Creating Social Opportunities for Your Student

Julia Kaziewicz CollierGeneral EducationLeave a Comment

children socializing

In the very popular 2004 movie Mean Girls (the basis for the current Broadway hit), main character Cady Heron starts attending high school after being homeschooled for many years because her parents want her to get “socialized.” The movie pokes fun at other homeschool myths, but the stigma of socialization outside of a brick and mortar school remains the most enduring of the bunch. (And don’t forget that in the movie, high school turns out to be a vipers’ den — a building full of snakes, ridiculous social rules, and, not to be too on the nose…mean girls.)

Let’s be clear — a student pursuing an education outside of a physical school building is not doomed. School is not the only place a teenager builds relationships. We do understand that the outside voices commenting on your student’s non-traditional education may be loud, so we’re here to reassure you: you are doing a great job, and there are plenty of ways outside of school for you to provide social opportunities for your student. 

Live Online Class Environment

Of course, we’ll start with what we, the Well-Trained Mind Academy, are best at — fostering relationships with teachers and fellow students in live online classes. Students get to know their instructors and peers in a real-time setting. Students chat, talk on the mic, and sometimes share video. Over the course of a semester or two, friendships thrive and trust is built. Students learn how to interact respectfully in a classroom, and they experience the joy of group success (or sometimes misery — just check in before a big test or paper is due!). The sense of community that comes from live online classes is real, and very satisfying. 

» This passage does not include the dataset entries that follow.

PR #229, opened 2015-06-15
Create empty config.yaml for ansible pack

armab:
When pack already exists and installed,
reinstall `st2 run packs.install packs=ansible` fails with error:
```
IOError: [Errno 2] No such file or directory: u'/opt/stackstorm/packs/ansible/config.yaml'
```

This PR should fix it.


lakshmi-kannan:
+1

Social Opportunities for Homeschoolers Offered by Public School & Other Groups

It is possible that your local public school offers extracurricular activities to students who homeschool or online school. Some states require opening up these activities to homeschool students. Reach out to your local school board to find out what is available to all area students. 

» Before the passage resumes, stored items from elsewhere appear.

PR #230, opened 2015-06-18
Better message formatting for Hubot

armab:
This enhances `post_result` message formatting for Hubot.

Replaces `yaml` with [`pyaml`](https://github.com/mk-fg/pretty-yaml) library which chooses more human-readable ways of formatting depending on situation.

#### Before: 
chatops holy cow broken

#### After:
chatops holy cow!

### DIFF
--- a/packs/hubot/actions/post_result.py
+++ b/packs/hubot/actions/post_result.py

We don’t need to tell you that joining a club sport or signing your student up for gymnastics, martial arts, or dance lessons will not only help your student expend extra energy but also to make friends. Participation in your religious community, working a part-time job, or volunteering also exposes your student to different kinds of interesting people, and helps them to flex their social muscles. 

You can find people with like-minded interests near you by searching Facebook or Instagram. Your local library may also host clubs for book lovers, science enthusiasts, or historical sleuths. A student interested in civic and environmental engagement may enjoy Girl Scouts, Boy Scouts, or the 4-H Club. 

The local theater is a great place for social opportunities. Those into drama can act; musicians can join the pit; crafty kids can join the stage crew; burgeoning entrepreneurs can advertise. FIRST Lego League offers a student interested in STEM an interactive, hands-on competitive experience. FIRST also offers a tech challenge and robotics competition for high school students.

Another cool way to introduce your older student to new and interesting people is through an apprenticeship. Check out the full post from our sister company, The-Well-Trained Mind Press, for tips on how to find apprenticeships near you.

Why Creating Social Opportunities for Homeschoolers is Important

Some students aren’t in a brick and mortar school because of specialization in a sport, or career. While your student may be around other kids their age doing the same thing (for example, training for the X-Games) that doesn’t mean they are exposed to many different kinds of people. Socialization isn’t just about your child having friends; it is about showing them all the different types of human beings out there, and how they engage with the world.

Remember not to force any of these activities. Keep looking until you find a social activity that your student likes. The point of doing any of these activities is to help your student develop overall and to grow as a person. Socialization isn’t a burden, nor is it a stigma; it is an exciting opportunity for your student to figure out who they are in the world by spending time with others.